● AIM OF THE EXERCISE
Your answer should be one number, the count of lines in the entries holding the word "though".

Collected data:

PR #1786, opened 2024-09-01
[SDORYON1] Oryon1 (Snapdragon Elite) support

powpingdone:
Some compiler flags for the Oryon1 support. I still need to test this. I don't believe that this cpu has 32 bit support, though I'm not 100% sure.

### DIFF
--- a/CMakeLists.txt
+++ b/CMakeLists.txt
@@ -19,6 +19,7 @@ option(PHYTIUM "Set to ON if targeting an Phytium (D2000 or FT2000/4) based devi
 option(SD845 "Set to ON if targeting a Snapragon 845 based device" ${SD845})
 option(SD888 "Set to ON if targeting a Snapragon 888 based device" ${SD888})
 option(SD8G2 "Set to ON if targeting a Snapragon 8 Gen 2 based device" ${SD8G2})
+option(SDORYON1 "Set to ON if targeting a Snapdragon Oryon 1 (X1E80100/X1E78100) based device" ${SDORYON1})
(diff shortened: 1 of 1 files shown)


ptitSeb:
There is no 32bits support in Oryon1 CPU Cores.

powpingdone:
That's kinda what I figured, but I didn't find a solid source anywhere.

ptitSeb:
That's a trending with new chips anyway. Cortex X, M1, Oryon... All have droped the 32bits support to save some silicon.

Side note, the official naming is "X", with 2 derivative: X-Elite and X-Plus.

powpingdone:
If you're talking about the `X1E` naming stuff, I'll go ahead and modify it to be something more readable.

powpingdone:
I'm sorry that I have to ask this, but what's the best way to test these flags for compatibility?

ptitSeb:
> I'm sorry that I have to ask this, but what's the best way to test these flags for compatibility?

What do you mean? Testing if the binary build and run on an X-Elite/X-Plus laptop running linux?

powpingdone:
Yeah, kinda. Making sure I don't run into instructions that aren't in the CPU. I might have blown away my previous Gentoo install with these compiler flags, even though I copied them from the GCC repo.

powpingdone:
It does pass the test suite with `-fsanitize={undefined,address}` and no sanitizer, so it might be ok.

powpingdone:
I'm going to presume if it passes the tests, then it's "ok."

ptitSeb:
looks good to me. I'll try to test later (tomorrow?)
---
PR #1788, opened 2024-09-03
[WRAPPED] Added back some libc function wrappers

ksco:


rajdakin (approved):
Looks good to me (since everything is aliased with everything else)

● SOLUTION FOR THIS TASK
2